1.ª Conferência de Solidariedade com a Resistência do Povo
Iraquiano
«Tiraram-nos tudo, já não temos nada a perder!»
Entrevista de Silas Cerqueira
[*]
conduzida por Hugo Janeiro, do Avante!
Avante!: Como é que surgiu a ideia de reunir a 1.ª
Conferência Internacional de Solidariedade com a Resistência do
Povo Iraquiano?
Silas Cerqueira: O encontro foi dinamizado por um conjunto de intelectuais e
sindicalistas anti-imperialistas de França, Espanha, Itália e
patriotas iraquianos de forma quase expontânea, mas que correspondia
à necessidade de apelar à solidariedade democrática
internacional com todas as forças empenhadas na resistência
à ocupação americana.
Antes da Conferência, o Comité organizador, no qual estavam
personalidades como o intelectual iraquiano Subhi Toma ou o filósofo
francês Georges Labica, recebeu um milhar de adesões e mensagens
de personalidades e organizações progressistas incluindo partidos
comunistas, entre os quais o PCP.
Participaram, entre outros, a Federação Geral de Sindicatos da
Síria, Partidos comunistas como o de Cuba ou a Refundação
Italiana, numerosos movimentos e organizações da Europa, da
América Latina, de África, etc.
Enviaram mensagens personalidades como o ex-presidente argelino, Ben Bella, o
general Vasco Gonçalves e muitas mais.
Foi importante a presença dos iraquianos, com destaque para o presidente
da Aliança Patriótica Iraquiana (API), Jabbar Al Kubeissi.
Acabado de regressar de Bagdad e Fallujah, fez uma intervenção
de fundo e contou o que tinha vivido nessas cidades.
Foi então possível fazer o balanço do que se passa no
terreno e ouvir alguns testemunhos?
Sim, eles fizeram-nos o ponto da situação e relataram a
solidariedade das populações com aquela luta heróica, por
exemplo em Fallujah e Nadjaf, cidades a que as pessoas voltavam para ajudar a
resistência com comida, mantimentos, munições.

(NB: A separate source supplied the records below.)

PR #20353, opened 2025-06-25
Add validation for arch values

cgranleese-r7:
This PR updates the module validation to now only accept valid arch values. 

Now CI will fail if the name or description contains any non-printable characters.

Tests were also added for the new validation.

I also updated any modules that currently failed on CI with this extra validation in place.

## Verification
- [ ] Code changes are sane
- [ ] CI passes
- [ ] Fixed modules arch values appropriately

### DIFF
--- a/spec/module_validation_spec.rb
+++ b/spec/module_validation_spec.rb
@@ -25,6 +25,7 @@ RSpec.describe ModuleValidation::Validator do
       file_path: 'modules/exploits/windows/smb/cve_2020_0796_smbghost.rb',
       type: 'exploit',
       platform: Msf::Module::PlatformList.new(Msf::Module::Platform::Windows),
+      arch: [Rex::Arch::ARCH_X86],
       targets: [Msf::Module::Target.new('Windows 10 v1903-1909 x64', { 'Platform' => 'win', 'Arch' => ['x64'] })],
       description: %q{
           A vulnerability exists within the Microsoft Server Message Block 3.1.1 (SMBv3) protocol that can be leveraged to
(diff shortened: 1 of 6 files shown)


spec/module_validation_spec.rb
```diff
@@ -279,7 +296,7 @@
         super().merge(new_module_options, rank: Msf::GreatRanking, rank_to_s: 'great')
       end
 
-      it 'has no errors' do
+      it 'has errors' do
```
cgranleese-r7, line 299: Fixing a typo I had made in a previous PR.

spec/support/lib/module_validation.rb
```diff
@@ -96,6 +100,48 @@ def initialize(mod)
       OVE
     ]
 
+    #
+    # Acceptable architectures
+    #
+    VALID_ARCH_VALUES = [
```
adfoster-r7: An alterantive was to generate this programtically, but that would allow values that we don't want

```
>> Rex::Arch.constants.map { |const| [const, Rex::Arch.const_get(const)] }
=> 
[[:ENDIAN_BIG, 1],
 [:ARCH_LOONGARCH64, "loongarch64"],
 [:IS_ENDIAN_LITTLE, true],
 [:IS_ENDIAN_BIG, false],
 [:X86, Rex::Arch::X86],
 [:Sparc, Rex::Arch::Sparc],
 [:ZARCH, Rex::Arch::ZARCH],
 [:ARCH_ANY, "_any_"],
 [:ARCH_ALL,
  ["x86",
   "x86_64",
   "x64",
   "mips",
   "mipsle",
   "mipsbe",
   "mips64",
   "mips64le",
```

adfoster-r7 (approved):

spec/support/lib/module_validation.rb
cgranleese-r7: Switched to using `Rex::Arch::ARCH_TYPES` to future proof things better and made more sense.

Isto é, a resistência não se reduz a um grupo de
sobreviventes do antigo regime como inicialmente foi propagandeado. Claro que
há forças próximas de Saddam Hussein que até
reivindicam a sua libertação, mas sobretudo existe uma
resistência de massas, popular, com grande variedade de credos,
tendências, e afirma-se na prática uma convergência destas
forças. A API procura promover a sua unidade.

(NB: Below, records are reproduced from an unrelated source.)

PR #20372, opened 2025-07-08
Adds cache invalidation logic

### LINKED ISSUE #20352: Metasploit not loading custom modules
## Steps to reproduce

Deferred modules support has broken the ability for users to add custom modules to `~/.msf4/modules` or the `modules` directory

**Workaround**: Open msfconsole then run `reload_all` - the module should load successfully

https://docs.metasploit.com/docs/using-metasploit/intermediate/running-private-modules.html#test-it-all-out

## Expected behavior

Custom module loads

## Current behavior

Custom module does not load

### Metasploit version

[fda250d](https://github.com/rapid7/metasploit-framework/commit/fda250d6045c0962286be69d450d734645326dbd)

cgranleese-r7:
This pull request fixes https://github.com/rapid7/metasploit-framework/issues/20352

This pull request adds a caching validation. The goal is to force cache metadata to be reloaded if any changes have been made to `lib`, `modules` and `~/.msf4/modules`. If changes have been made the `DeferModuleLoads` loads option will be overwritten to force a reload of the metadata cache.

### CRC (2.91)

```
❯ hyperfine --export-json /dev/stdout --warmup 3 "bundle exec ruby ./msfconsole -qx 'exit'"
Benchmark 1: bundle exec ruby ./msfconsole -qx 'exit'
  Time (mean ± σ):      2.916 s ±  0.129 s    [User: 1.341 s, System: 0.643 s]
  Range (min … max):    2.821 s …  3.239 s    10 runs

{
  "results": [
    {
      "command": "bundle exec ruby ./msfconsole -qx 'exit'",
      "mean": 2.91607380178,
      "stddev": 0.12927006626381535,
      "median": 2.86691152268,
      "user": 1.3407359399999998,
      "system": 0.6426045199999999,
      "min": 2.82105658468,
      "max": 3.2393112516800002,
      "times": [
        2.8925379186800004,
        2.87763075168,
        2.8487470436800004,
        2.83313408468,
        2.82105658468,
        2.8561922936800004,
        2.90355996068,
        2.84913075168,
        3.2393112516800002,
        3.03943737668
      ],
      "exit_codes": [
        0,
        0,
        0,
        0,
        0,
        0,
        0,
        0,
        0,
        0
      ]
    }
  ]
}
```

### md5 (3.0)
```
❯ hyperfine --export-json /dev/stdout --warmup 3 "bundle exec ruby ./msfconsole -qx 'exit'"
Benchmark 1: bundle exec ruby ./msfconsole -qx 'exit'
  Time (mean ± σ):      3.058 s ±  0.126 s    [User: 1.403 s, System: 0.682 s]
  Range (min … max):    2.911 s …  3.264 s    10 runs

{
  "results": [
    {
      "command": "bundle exec ruby ./msfconsole -qx 'exit'",
      "mean": 3.0578842767000003,
      "stddev": 0.12572988979906158,
      "median": 3.0178097435,
      "user": 1.40309968,
      "system": 0.6822578599999998,
      "min": 2.9105510145,
      "max": 3.2637436395000003,
      "times": [
        3.0477420145000003,
        2.9842478885,
        3.0173730565000003,
        2.9105510145,
        3.0182464305,
        2.9727870565,
        3.2020727225,
        2.9390091805000003,
        3.2230697635000003,
        3.2637436395000003
      ],
      "exit_codes": [
        0,
        0,
        0,
        0,
        0,
        0,
        0,
        0,
        0,
        0
      ]
    }
  ]
}
```

## Verification

To test this easier add some logging to the new methods for when the cache is being invalidated

- [ ] Verify that changes made to `lib`, `modules` and `~/.msf4/modules` are reflected when restarting console
- [ ] Adding a new module to `~/.msf4/modules` is able to be used after a reboot of console
- [ ] Editing any files in `lib`, `modules` and `~/.msf4/modules` cause the cache to be invalidated
- [ ] Cache file is created locally when the cache is invalidated e.g. should be under `~/.msf4/store/cache_metadata_base.json`
- [ ] If no changes are made the cache should not be invalidated
- [ ] Code changes are sane

### DIFF
--- a/lib/msf/core/modules/metadata/store.rb
+++ b/lib/msf/core/modules/metadata/store.rb
@@ -1,4 +1,6 @@
 require 'json'
+require 'parallel'
+require 'zlib'
 
 #
 # Handles storage of module metadata on disk. A base metadata file is always included - this was added to ensure a much
@@ -14,6 +16,7 @@ module Msf::Modules::Metadata::Store
 
   BaseMetaDataFile = 'modules_metadata_base.json'
   UserMetaDataFile = 'modules_metadata.json'
+  CacheMetaDataFile = 'cache_metadata_base.json'
 
   #
   # Initializes from user store (under ~/store/.msf4) if it exists. else base file (under $INSTALL_ROOT/db) is copied and loaded.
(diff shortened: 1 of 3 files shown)


cgranleese-r7:
CI failures are more Nokogiri issues, I believe they are safe to ignore.

db/cache_metadata_base.json
```diff
@@ -0,0 +1,5 @@
+{
+  "checksum": {
+    "md5": "dfa80f054ee0daa4a69a41e8fc5c7308"
```
bwatters-r7: Have we considered a CRC checksum?

lib/msf/core/modules/metadata/store.rb
```diff
@@ -124,4 +127,75 @@ def load_cache_from_file_store
...
+      file_metadata = File.stat(file)
+      cache_entry = per_file_cache[file]
+      # Use cached MD5 if mtime and size match, otherwise recalculate
+      if cache_entry && cache_entry['mtime'] == file_metadata.mtime.to_i && cache_entry['size'] == file_metadata.size
+        md5 = cache_entry['md5']
+      else
+        md5 = Digest::MD5.file(file).hexdigest
+      end
+      # Update the cache with the latest MD5 and metadata
+      updated_cache[file] = {
```
bwatters-r7: Is there a way to avoid global state?

lib/msf/core/modules/metadata/store.rb
```diff
@@ -124,4 +127,75 @@ def load_cache_from_file_store
...
+    files = Dir.glob([modules_dir, lib_dir, local_modules_dir]).select { |f| File.file?(f) }.sort
+
+    # Path to the per-file MD5 cache
+    cache_file = File.join(Msf::Config.config_directory, 'store', 'md5_cache.json')
+    # Load the cache if it exists, otherwise start with an empty hash
+    per_file_cache = File.exist?(cache_file) ? JSON.parse(File.read(cache_file)) : {}
+    updated_cache = {}
+
+    # Calculate per-file MD5s in parallel, only recalculating if mtime/size changed
+    file_md5s = Parallel.map(files, in_threads: Etc.nprocessors * 2) do |file|
```
adfoster-r7: It might be worthwhile using fibers, but they're bit of a mystery in terms of stability and whether they'll be supported long-term or not - your call on investigating the performance differences between the two 🙌 (cc @sjanusz-r7)

lib/msf/core/modules/metadata/store.rb
```diff
@@ -124,4 +127,75 @@ def load_cache_from_file_store
...
+    File.write(cache_file, JSON.pretty_generate(updated_cache))
+
+    # Combine all per-file MD5s into a single string and hash it for the overall checksum
+    overall_md5 = Digest::MD5.hexdigest(file_md5s.join)
+    @current_checksum = overall_md5
+
+    @cache_store_path = File.join(Msf::Config.config_directory, "store", CacheMetaDataFile)
+    cache_db_path = File.join(Msf::Config.install_root, "db", CacheMetaDataFile)
+
+    if File.exist?(@cache_store_path)
```
bwatters-r7: Should we follow the pattern of the db_json file?

lib/msf/ui/console/driver.rb
```diff
@@ -72,6 +72,13 @@ def initialize(prompt = DefaultPrompt, prompt_char = DefaultPromptChar, opts = {
       elog(e)
     end
 
+    # If the module cache is invalid, we need to invalidate it and update the cache.
+    # We will also need to set 'DeferModuleLoads' to false so that the modules are reloaded.
+    unless Msf::Modules::Metadata::Store.valid_checksum?
+      Msf::Modules::Metadata::Store.update_cache_checksum
+      opts['DeferModuleLoads'] = false
```
bwatters-r7, line 82: Maybe explicitly call the update method?

cgranleese-r7:
Need to add changes to sync this with jenkins

db/cache_metadata_base.json
cgranleese-r7: > Have we considered a CRC checksum?

I switched over to using CRC and it improved the performance. Thanks for calling that out 👍 

### CRC (2.91)

```
❯ hyperfine --export-json /dev/stdout --warmup 3 "bundle exec ruby ./msfconsole -qx 'exit'"
Benchmark 1: bundle exec ruby ./msfconsole -qx 'exit'
  Time (mean ± σ):      2.916 s ±  0.129 s    [User: 1.341 s, System: 0.643 s]
  Range (min … max):    2.821 s …  3.239 s    10 runs

{
  "results": [
    {
      "command": "bundle exec ruby ./msfconsole -qx 'exit'",
      "mean": 2.91607380178,
      "stddev": 0.12927006626381535,
      "median": 2.86691152268,
      "user": 1.3407359399999998,
      "system": 0.6426045199999999,
      "min": 2.82105658468,
      "max": 3.2393112516800002,
      "times": [
        2.8925379186800004,
        2.87763075168,
        2.8487470436800004,
        2.83313408468,
        2.82105658468,
        2.8561922936800004,
        2.90355996068,
        2.84913075168,
        3.2393112516800002,
        3.03943737668
      ],
      "exit_codes": [
        0,
        0,
        0,
        0,
        0,
        0,
        0,
        0,
        0,
        0
      ]
    }
  ]
}
```

### md5 (3.0)
```
❯ hyperfine --export-json /dev/stdout --warmup 3 "bundle exec ruby ./msfconsole -qx 'exit'"
Benchmark 1: bundle exec ruby ./msfconsole -qx 'exit'
  Time (mean ± σ):      3.058 s ±  0.126 s    [User: 1.403 s, System: 0.682 s]
  Range (min … max):    2.911 s …  3.264 s    10 runs

{
  "results": [
    {
      "command": "bundle exec ruby ./msfconsole -qx 'exit'",
      "mean": 3.0578842767000003,
      "stddev": 0.12572988979906158,
      "median": 3.0178097435,
      "user": 1.40309968,
      "system": 0.6822578599999998,
      "min": 2.9105510145,
      "max": 3.2637436395000003,
      "times": [
        3.0477420145000003,
        2.9842478885,
        3.0173730565000003,
        2.9105510145,
        3.0182464305,
        2.9727870565,
        3.2020727225,
        2.9390091805000003,
        3.2230697635000003,
        3.2637436395000003
      ],
      "exit_codes": [
        0,
        0,
        0,
        0,
        0,
        0,
        0,
        0,
        0,
        0
      ]
    }
  ]
}
```

tools/automation/cache/build_new_cache.sh
```diff
@@ -6,6 +6,7 @@ git ls-files modules/ -z | xargs -0 -n1 -P `nproc` -I{} -- git log -1 --format="
 done
 ./msfconsole --no-defer-module-loads -qr tools/automation/cache/wait_for_cache.rc
 cp ~/.msf4/store/modules_metadata.json db/modules_metadata_base.json
+cp ~/.msf4/store/md5_cache.json db/md5_cache.json
```
adfoster-r7: I think you're maybe missing a `rm` above 🤔

lib/msf/core/modules/metadata/store.rb
```diff
@@ -124,4 +127,84 @@ def load_cache_from_file_store
...
+    # Calculate per-file CRC32s in parallel, only recalculating if mtime/size changed
+    file_crc32s_with_metadata = Parallel.map(files, in_threads: Etc.nprocessors * 2) do |file|
+      # Get file metadata (size and last modified time)
+      file_metadata = File.stat(file)
+      cache_entry = per_file_cache[file]
+      # Use cached CRC32 if mtime and size match, otherwise recalculate
+      if cache_entry && cache_entry['mtime'] == file_metadata.mtime.to_i && cache_entry['size'] == file_metadata.size
+        crc32 = cache_entry['crc32']
+      else
+        crc32 = Zlib.crc32(File.read(file)).to_s(16)
```
adfoster-r7: I assume this will be faster if we skip the `to_s` overhead and pass a raw file descriptor to `zlib`? 🤔 (Not tested)

```
File.open(file, 'rb') { |fd| Zlib.crc32(fd) }
```

tools/automation/cache/build_new_cache.sh
cgranleese-r7: Good spot, updated 👍

lib/msf/core/modules/metadata/store.rb
cgranleese-r7: Compared these and you're correct, with this change I'll shave off ~0.14 on average.

lib/msf/ui/console/driver.rb
```diff
@@ -163,6 +163,18 @@ def initialize(prompt = DefaultPrompt, prompt_char = DefaultPromptChar, opts = {
...
+    # If the module cache is invalid, we need to invalidate it and update the cache.
+    # We will also need to set 'DeferModuleLoads' to false so that the modules are reloaded.
+    unless Msf::Modules::Metadata::Store.valid_checksum?
+      # Get the current checksum and update the cache with it
+      current_checksum = Msf::Modules::Metadata::Store.get_current_checksum
+      Msf::Modules::Metadata::Store.update_cache_checksum(current_checksum)
+
+      framework.threads.spawn("ModuleCacheRebuild", true) do
+        framework.modules.refresh_cache_from_module_files
+      end
```
adfoster-r7: I think this ends up creating two new threads in the scenario of DeferModuleLoads being false - which would be unexpected 🤔 

It might be simpler to reason about if we just ignore the user's DeferModuleLoads value if we need to invalidate it:

```ruby
    has_modified_metasploit_files = !Msf::Modules::Metadata::Store.valid_checksum?
    if !opts['DeferModuleLoads'] || has_modified_metasploit_files
      framework.threads.spawn("ModuleCacheRebuild", true) do
        framework.modules.refresh_cache_from_module_files
      end
    end
```

lib/msf/core/modules/metadata/store.rb
```diff
@@ -124,4 +127,168 @@ def load_cache_from_file_store
...
+
+  # Get the cached checksum value from the user's cache file
+  # @return [String, nil] The cached checksum value or nil if no cache exists
+  def self.get_cached_checksum
+    cache_path = get_cache_path
+
+    if File.exist?(cache_path)
+      cache_content = JSON.parse(File.read(cache_path))
+      return cache_content.dig('checksum', 'crc32')
+    end
```
smcintyre-r7: With there being one value in this file, the CRC, I think it makes sense to combine it with the `per_file_metadata_cache.json` contents. Shifting the existing contents of `per_file_metadata_cache` to a `files` key would make room at the top level for a `checksum` field that the CRC can be moved to. I think this also makes sense because `.calculate_overall_checksum` does not use the entire contents of the `per_file_metadata_cache`, it only takes all of the CRCs and combines them into a string.

Also when the `crc32` field is moved, it should probably be the same data type, ie all integers or all hex strings. I'd recommend integers because hex strings need to be decoded and should be compared in a case-insensitive manner making integers more simple to work with.

lib/msf/core/modules/metadata/store.rb
```diff
@@ -124,4 +127,168 @@ def load_cache_from_file_store
...
+  # @return [Boolean] True if checksums match, false otherwise
+  def self.checksums_match?(current_checksum, cached_checksum)
+    current_checksum == cached_checksum
+  end
+
+  # Calculate the overall checksum from individual file checksums
+  # @param [Array<Integer>] file_crc32s Array of individual file CRC32 values
+  # @return [String] The hexadecimal representation of the overall CRC32
+  def self.calculate_overall_checksum(file_crc32s)
+    Zlib.crc32(file_crc32s.join).to_s(16)
```
smcintyre-r7: I'd recommend adding a delimiter here to guard for cases where two adjacent CRCs change in such a way that the last digit of the first CRC is removed and also added as the first digit of the second CRC.

```suggestion
    Zlib.crc32(file_crc32s.join(','))
```

Should also consistently use the numeric representation so it matches the per-file data.

lib/msf/core/modules/metadata/store.rb
```diff
@@ -124,4 +127,168 @@ def load_cache_from_file_store
...
+  #
+  # @return [String] The current overall checksum
+  def self.get_current_checksum
+    files = collect_files_to_check
+    per_file_cache_file = get_per_file_cache_path
+    per_file_cache = load_per_file_cache(per_file_cache_file)
+
+    file_crc32s_with_metadata = calculate_file_checksums(files, per_file_cache)
+
+    updated_cache = file_crc32s_with_metadata.to_h
```
smcintyre-r7: Per [RFC7159](https://datatracker.ietf.org/doc/html/rfc7159#section-1), JSON objects are unordered so to guarantee a deterministic calculation, I think this should be converted to an array and the file path which is currently the key, should be moved to a `path` key within the object. That would guarantee that the order is maintained where the objects are sorted by the file path.

smcintyre-r7 (changes requested):

smcintyre-r7 (commented):
The cache validation logic looks good. I was able to confirm that changes to local modules cause the cache's CRC32 to be updated as well as the entry for the particular file.

I am however having issues where the file I've added still isn't loading into framework.

```
msf auxiliary(admin/kerberos/get_ticket) > cat ~/.msf4/store/module_metadata_cache.json | head -n 15
[*] exec: cat ~/.msf4/store/module_metadata_cache.json | head -n 15

{
  "checksum": 3736927784,
  "files": [
    {
      "crc32": 203685211,
      "mtime": 1754345061,
      "size": 1144,
      "path": "/home/smcintyre/.msf4/modules/auxiliary/admin/test.rb"
    },
    {
      "crc32": 1553560766,
      "mtime": 1754345123,
      "size": 1159,
      "path": "/home/smcintyre/.msf4/modules/auxiliary/admin/test1.rb"
    },
msf auxiliary(admin/kerberos/get_ticket) > use auxiliary/admin/test1
[-] No results from search
[-] Failed to load module: auxiliary/admin/test1
msf auxiliary(admin/kerberos/get_ticket) > 
```

cgranleese-r7:
> The cache validation logic looks good. I was able to confirm that changes to local modules cause the cache's CRC32 to be updated as well as the entry for the particular file.
> 
> I am however having issues where the file I've added still isn't loading into framework.

@smcintyre-r7 I made some changes that fix this. I'll add context below as the latest commit needed a rebase and muddied the waters a bit.

I believe the issue was framework was checking for file changes after it had already been initialized with DeferModuleLoads enabled. So even when changes were detected, modules weren't actually loaded into memory.

I moved the files changed detection to happen before the framework initialization, and added an explicit override to the DeferModules option. This fixed the issue.

This came about after some feedback I had implemented to just explicitly call:
```
framework.modules.refresh_cache_from_module_files
```
I believe this only refreshed the file that already existed and didn't pull in the new files as Framework was initialized with `DeferModuleLoads` set to true.

smcintyre-r7 (approved):
Looking great now, thanks for your work on this @cgranleese-r7!

That fixed the issue where it wasn't loading the new modules.
```
msf auxiliary(admin/kerberos/get_ticket) > cat ~/.msf4/store/module_metadata_cache.json | head -n 15
[*] exec: cat ~/.msf4/store/module_metadata_cache.json | head -n 15

{
  "checksum": 4271237003,
  "files": [
    {
      "crc32": 203685211,
      "mtime": 1754345061,
      "size": 1144,
      "path": "/home/smcintyre/.msf4/modules/auxiliary/admin/test.rb"
    },
    {
      "crc32": 1553560766,
      "mtime": 1754345123,
      "size": 1159,
      "path": "/home/smcintyre/.msf4/modules/auxiliary/admin/test1.rb"
    },
msf auxiliary(admin/kerberos/get_ticket) > use auxiliary/admin/test
msf auxiliary(admin/test) > info

       Name: Test
     Module: auxiliary/admin/test
       Rank: Normal

Provided by:
  Spencer McIntyre
```

smcintyre-r7:
# Release Notes
This updates the module cache logic and fixes a bug where newly added modules would not be automatically loaded.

Jabbar Al Kubeissi referiu ainda que americanos e ingleses fazem tudo para
fomentar a divisão com base nas diferenças ideológicas,
religiosas ou mesmo clânicas, recorrendo a tal ou tal chefe religioso.
Não têm tido sucesso. Pelo contrário, quanto à
divisão em que apostavam muito, entre sunitas e xiitas, na
prática tem sido a agressão, a repressão, os
bombardeamentos, os assassinatos a aproximar e a fazer convergir as correntes
patrióticas iraquianas.
Falaste em repressão, em assassinatos, houve alguma
comunicação na Conferência que tenha abordado a
questão da tortura e das sevícias aos prisioneiros iraquianos?
Na altura foi-nos dito que a repressão, as torturas, os crimes e a
liquidação de presos não são
excepções, produto de uma minoria não representativa, como
se quer fazer crer. Antes, são regras de um sistema preparado e estudado
para esse efeito pelos serviços de informação e altos
comandos das Forças Armadas Americanas, como já o fizeram no
Vietname e noutros lados! Aliás, a imprensa dos EUA confirma-o.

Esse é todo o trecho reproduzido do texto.